Directions for this task: Look through the records, and whenever a line includes the word "configuration", copy it.

The data:
PR #3794, opened 2021-08-24
Add test results publishing as artifact

leahwicz:
@kwigley I was tinkering around with adding test results and publishing them as an artifact. Not sure what you think, but it's a first step to keeping track of failures. My thought is to put them in Snowflake and then modeling some dashboards for us. We can chat about this if you don't think adding this is worth it. I'm sure there is a 3rd party tool for this but I want to work `dbt` into our workflow in places where it makes sense.


kwigley (approved):
👍

PR #3825, opened 2021-08-26
Feature: Add support for Package name changes on the Hub

annafil:
Partially resolves https://github.com/dbt-labs/hub.getdbt.com/issues/810

### Description

This PR adds a warning message in the user logs when running dbt deps when the process encounters "redirectnamespace" or "redirectname" in the package index.json. 

#### Implementation details
- There is a bunch of nested if logic that is needed because those variables can exist in a variety of combinations: "redirectnamespace" can point to a new GitHub org name, "redirectname" can point to a new repo name, or both at the same time. This code should also handle the condition where these variables are present, but null. 
- Formatting and more Pythonic suggestions very welcome :) 

#### Current undesirable behavior

- the part of the codebase that has access to the package index.json variables seems to get executed twice, resulting in the following in a user's info log: 
Screen Shot 2021-08-26 at 10 30 31 AM

Anyone know why this is happening? 🙏 😬 I spent the bulk of my time on this PR following breadcrumbs to figure this out, and traced it to this line: https://github.com/dbt-labs/dbt/blob/09ea989d81e5272d9fe9e5b5b30b1a441e3da349/core/dbt/task/deps.py#L53

#### What this doesn't do (yet)

Notably, this PR doesn't actually implement any redirects on behalf of the user, it merely tells folks to change their package.yml configuration. A few things that still need to be done, but are out of scope for this PR: 
- throw a more useful error when someone encounters a mixture of dbt-labs/dbt_utils and fishtown-analytics/dbt_utils in their package.yml (e.g. they have moved over to the dbt-labs version of our packages, but another package maintainer who depends on dbt_utils didn't). Right now we just tell folks dbt_utils has a conflict with a dependency, and no other useful information. 
- (assuming we want this behavior) let Core automatically resolve any redirects in a way that is seamless for the user, knowing that it's unlikely we will ever get everyone's projects and packages moved over due to a name change. 

### Checklist

### DIFF
--- a/core/dbt/deprecations.py
+++ b/core/dbt/deprecations.py
@@ -131,6 +131,14 @@ class AdapterMacroDeprecation(DBTDeprecation):
     '''
 
 
+class PackageRedirectDeprecation(DBTDeprecation):
+    _name = 'package-redirect'
+    _description = '''\
+    The `{old_name}` package is deprecatd in favor of `{new_name}`. Please update
+    your `packages.yml` configuration to use `{new_name}` instead.
+    '''
+
+
 _adapter_renamed_description = """\
 The adapter function `adapter.{old_name}` is deprecated and will be removed in
 a future release of dbt. Please use `adapter.{new_name}` instead.
@@ -176,6 +184,7 @@ deprecations_list: List[DBTDeprecation] = [
     ModelsKeyNonModelDeprecation(),
     ExecuteMacrosReleaseDeprecation(),
     AdapterMacroDeprecation(),
+    PackageRedirectDeprecation()
 ]
 
 deprecations: Dict[str, DBTDeprecation] = {
--- a/core/dbt/deprecations.py
+++ b/core/dbt/deprecations.py
@@ -134,7 +134,7 @@ class AdapterMacroDeprecation(DBTDeprecation):
 class PackageRedirectDeprecation(DBTDeprecation):
     _name = 'package-redirect'
     _description = '''\
-    The `{old_name}` package is deprecatd in favor of `{new_name}`. Please update
+    The `{old_name}` package is deprecated in favor of `{new_name}`. Please update
     your `packages.yml` configuration to use `{new_name}` instead.
     '''
 
--- a/.github/workflows/integration.yml
+++ b/.github/workflows/integration.yml
@@ -40,7 +40,7 @@ permissions: read-all
 
 # will cancel previous workflows triggered by the same event and for the same ref
 concurrency:
-  group: ${{ github.workflow }}-${{ github.event_name }}-${{ github.ref }}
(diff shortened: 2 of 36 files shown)


core/dbt/deprecations.py
```diff
@@ -176,6 +184,7 @@ def warn(name, *args, **kwargs):
     ModelsKeyNonModelDeprecation(),
     ExecuteMacrosReleaseDeprecation(),
     AdapterMacroDeprecation(),
+    PackageRedirectDeprecation()
```
jtcohen6, line 187: As far as testing this, we can take a cue from the existing [deprecation tests](https://github.com/dbt-labs/dbt/blob/develop/test/integration/012_deprecation_tests/test_deprecations.py):
- set up the conditions for the deprecation to raise
- assert that it raises as a warning
- assert that the warning becomes an error in [`--warn-error`](https://docs.getdbt.com/reference/global-cli-flags#warnings-as-errors) mode (called `strict` here for historical reasons)
- that the warning/exception message says what you think it should say

So, you can add this or something like it to the bottom of `test_deprecations.py`. The methods prefixed with `test_postgres_` will be picked up during Postgres integration tests.
```python
class TestPackageRedirectDeprecation(BaseTestDeprecations):
    @property
    def models(self):
        return self.dir('where-were-going-we-dont-need-models')

    @property
    def packages_config(self):
        return {
            "packages": [
                {
                    'package': 'fishtown-analytics/dbt_utils',
                    'version': '0.7.0'
                }
            ]
        }
    
    @use_profile('postgres')
    def test_postgres_package_redirect(self):
        self.assertEqual(deprecations.active_deprecations, set())
        self.run_dbt(['deps'], strict=False)
        expected = {'package-redirect'}
        self.assertEqual(expected, deprecations.active_deprecations)

    @use_profile('postgres')
    def test_postgres_package_redirect_fail(self):
        self.assertEqual(deprecations.active_deprecations, set())
        with self.assertRaises(dbt.exceptions.CompilationException) as exc:
            self.run_dbt(['deps'], strict=True)
        exc_str = ' '.join(str(exc.exception).split())  # flatten all whitespace
        expected = "The `fishtown-analytics/dbt_utils` package is deprecated in favor of `dbt-labs/dbt_utils`"
        assert expected in exc_str
```

jtcohen6 (commented):
Looking really good! One typo, and one recommended addition to the deprecations testing suite.

annafil:
OK thanks to @jtcohen6 this now has tests, checks are passing and I merged in the latest state of develop with @sungchun12's changes ✨ @leahwicz Think this is ready for review?

jtcohen6 (approved):

leahwicz (approved):

annafil:
Mergy mergy? 🙏

kwigley (approved):
nice! ❤️ UX improvement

Answer section:
Notably, this PR doesn't actually implement any redirects on behalf of the user, it merely tells folks to change their package.yml configuration. A few things that still need to be done, but are out of scope for this PR: 
+    your `packages.yml` configuration to use `{new_name}` instead.
     your `packages.yml` configuration to use `{new_name}` instead.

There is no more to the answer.